• WORKING DATA:
PR #3403, opened 2019-07-02
LaTeX scanner: Find > 1 includes per line

luhk:
`^[^%\n]*` at the beginning of the reg ex would match all but the last include so that they were lost. There is no point checking for `%` since comments are stripped anyways (and this would also fail on lines containing an escaped percent sign `\%`, right?). Also, I don't see the point of checking for the newline, so I just removed that altogether.

### DIFF
--- a/src/CHANGES.txt
+++ b/src/CHANGES.txt
@@ -42,9 +42,15 @@ RELEASE  VERSION/DATE TO BE FILLED IN LATER
       which specifies what character to join all the argements output into the tempfile. The default remains a space
       when mslink, msvc, or mslib tools are loaded they change the TEMPFILEARGJOIN to be a line separator (\r\n on win32)
 
-    From Michael Hartmann:
+  From Michael Hartmann:
     - Fix handling of Visual Studio Compilers to properly reject any unknown HOST_PLATFORM or TARGET_PLATFORM
 
+  From Mathew Robinson:
+    - Update cache debug output to include cache hit rate.
+    - No longer unintentionally hide exceptions in Action.py
+
+  From Lukas Schrangl:
+    - Enable LaTeX scanner to find more than one include per line
 
   From Mats Wichmann:
     - scons-time takes more care closing files and uses safer mkdtemp to avoid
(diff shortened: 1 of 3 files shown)


bdbaddog:
Please update src/CHANGES.txt to add a blurb for this change.

luhk:
OK, done that (and also restored alphabetical order).

src/CHANGES.txt
```diff
@@ -42,9 +42,15 @@ RELEASE  VERSION/DATE TO BE FILLED IN LATER
...
-    From Michael Hartmann:
+  From Michael Hartmann:
     - Fix handling of Visual Studio Compilers to properly reject any unknown HOST_PLATFORM or TARGET_PLATFORM
 
+  From Mathew Robinson:
+    - Update cache debug output to include cache hit rate.
+    - No longer unintentionally hide exceptions in Action.py
+
+  From Lukas Schrangl:
+    - Enable LaTeX scanner to find more than one include per line (PR #3403)
```
bdbaddog: Generally we omit the PR #, but include issue #'s if there is one for the fix.

luhk:
I removed the PR number from CHANGES.txt. I don't think there has been an issue for this to reference.

bdbaddog:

• EXERCISE REQUIREMENTS: Repeat precisely, and with nothing added, every line from the one containing "when mslink, msvc, or" to the last line of the listing above.

• RESPONSE TO THE EXERCISE:
       when mslink, msvc, or mslib tools are loaded they change the TEMPFILEARGJOIN to be a line separator (\r\n on win32)
 
-    From Michael Hartmann:
+  From Michael Hartmann:
     - Fix handling of Visual Studio Compilers to properly reject any unknown HOST_PLATFORM or TARGET_PLATFORM
 
+  From Mathew Robinson:
+    - Update cache debug output to include cache hit rate.
+    - No longer unintentionally hide exceptions in Action.py
+
+  From Lukas Schrangl:
+    - Enable LaTeX scanner to find more than one include per line
 
   From Mats Wichmann:
     - scons-time takes more care closing files and uses safer mkdtemp to avoid
(diff shortened: 1 of 3 files shown)


bdbaddog:
Please update src/CHANGES.txt to add a blurb for this change.

luhk:
OK, done that (and also restored alphabetical order).

src/CHANGES.txt
```diff
@@ -42,9 +42,15 @@ RELEASE  VERSION/DATE TO BE FILLED IN LATER
...
-    From Michael Hartmann:
+  From Michael Hartmann:
     - Fix handling of Visual Studio Compilers to properly reject any unknown HOST_PLATFORM or TARGET_PLATFORM
 
+  From Mathew Robinson:
+    - Update cache debug output to include cache hit rate.
+    - No longer unintentionally hide exceptions in Action.py
+
+  From Lukas Schrangl:
+    - Enable LaTeX scanner to find more than one include per line (PR #3403)
```
bdbaddog: Generally we omit the PR #, but include issue #'s if there is one for the fix.

luhk:
I removed the PR number from CHANGES.txt. I don't think there has been an issue for this to reference.

bdbaddog:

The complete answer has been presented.